Is there an explicit formula for power series of $\left(\frac{1+x}{1-x}\right)^n$?

Question

I am trying to answer this question. Per suggestion in one the comments for that question, one might be able use the power series of the terms to arrive at the answer. However, one of the terms is:

$$\left(\frac{1+x}{1-x}\right)^n$$

I am wondering if there is an explicit power series formula for this expression when $x$ is small.

I cannot see a pattern in the expression for the Taylor series output by Mathematica:

$\left(\frac{1+x}{1-x}\right)^n=1+2 n x+2 n^2 x^2+\frac{2}{3} \left(2 n^3+n\right) x^3+\frac{2}{3} \left(n^4+2 n^2\right) x^4+\frac{2}{15} \left(2 n^5+10 n^3+3 n\right) x^5+\frac{2}{45} \left(2 n^6+20 n^4+23 n^2\right) x^6+\frac{2}{315} \left(4 n^7+70 n^5+196 n^3+45 n\right) x^7+\ldots$

Answer 1

Let us attack the top and the bottom separately and then combine them. By the binomial theorem, $(1+x)^n=\sum \binom{n}{k} x^k$. Note, I am taking binomial coefficients to be zero unless both the top and bottom terms are non-negative integers.

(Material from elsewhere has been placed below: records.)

PR #5113, opened 2021-07-21
CBG-1238 - Removed deprecated logging

IsaacLambat:
cgLevel now uses new log level type base.LogLevel
**Removed** 
base.Level and callers
EnableLogHTTPBodies and usages (LoggingTeeResponseWriter, TeeReadCloser)
LoggerWriter
PrependContextID (unused function)


base/logger_external.go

The bottom is $\frac{1}{(1-x)^n}=(1+x+x^2+\ldots)^n$. By using the same reasoning as in the combination interpretation of the [multinomial theorem], we have that the coefficient of $x^k$ will be the number of ways of writing $x^k$ as a product of $x^{a_i}$ with $1\leq i\leq n$ and $0\leq a_i$. This, in turn, is the number of ways of writing $k=\sum_{i=1}^n a_i$, which is the number of partitions of $k$ into $n$ (possibly of size zero nonzero) pieces. By stars and bars, this will be $\binom{k+(n-1)}{k}$.

Power series multiply by convaluting the coefficients. Therefore, $$\left(\frac{1+x}{1-x} \right)^n=\left(\sum_k \binom{n}{k}x^k \right)\left( \sum_k\binom{(n-1)+k}{k}x^k \right)=\sum_k \left(\sum_{i+j=k,0\leq i,j} \binom{n}{i} \binom{(n-1)+j}{j}\right)x^k .$$

There may be a way to simplify the convolution further, but I do not see it off the top of my head.

Answer 2

I have likely made a small mistake in this gross derivation, but this is an idea:

$\displaystyle \Big(\frac{1+x}{1-x}\Big)^n=\frac{1}{(1-x)^n}(1+x)^n=(1+x)^n\frac{1}{(n-1)!}\frac{d^{n-1}}{dx^{n-1}}\frac{1}{1-x}=(x+1)^n\frac{1}{(n-1)!}\frac{d^{n-1}}{dx^{n-1}}\sum_{i=0}^\infty x^i=\frac{1}{(n-1)!}\sum_{k=0}^n {n\choose k} x^{n-k}\sum_{i=0}^\infty \frac{(i+(n-1)!}{(i)!}x^{i}=\frac{1}{(n-1)!}\sum_{k=0}^\infty {n\choose k}\chi_{k\le n} x^{n-k}\sum_{i=0}^\infty \frac{(i+(n-1)!}{(i)!}x^{i}=\sum_{l=0}^\infty\Bigg(\frac{1}{(n-1)!}\sum_{m=0}^l{n\choose m}\chi_{m\le n}\frac{(l-m-(n-1)!}{(l-m)!}\Bigg)x^l$

where the last part uses the Cauchy product. Note that $\chi_{m\le n}=1$ if $m\le n$, $0$ otherwise. You get negative factorials, but that's why I used the indicator function to make clear that those terms are $0$.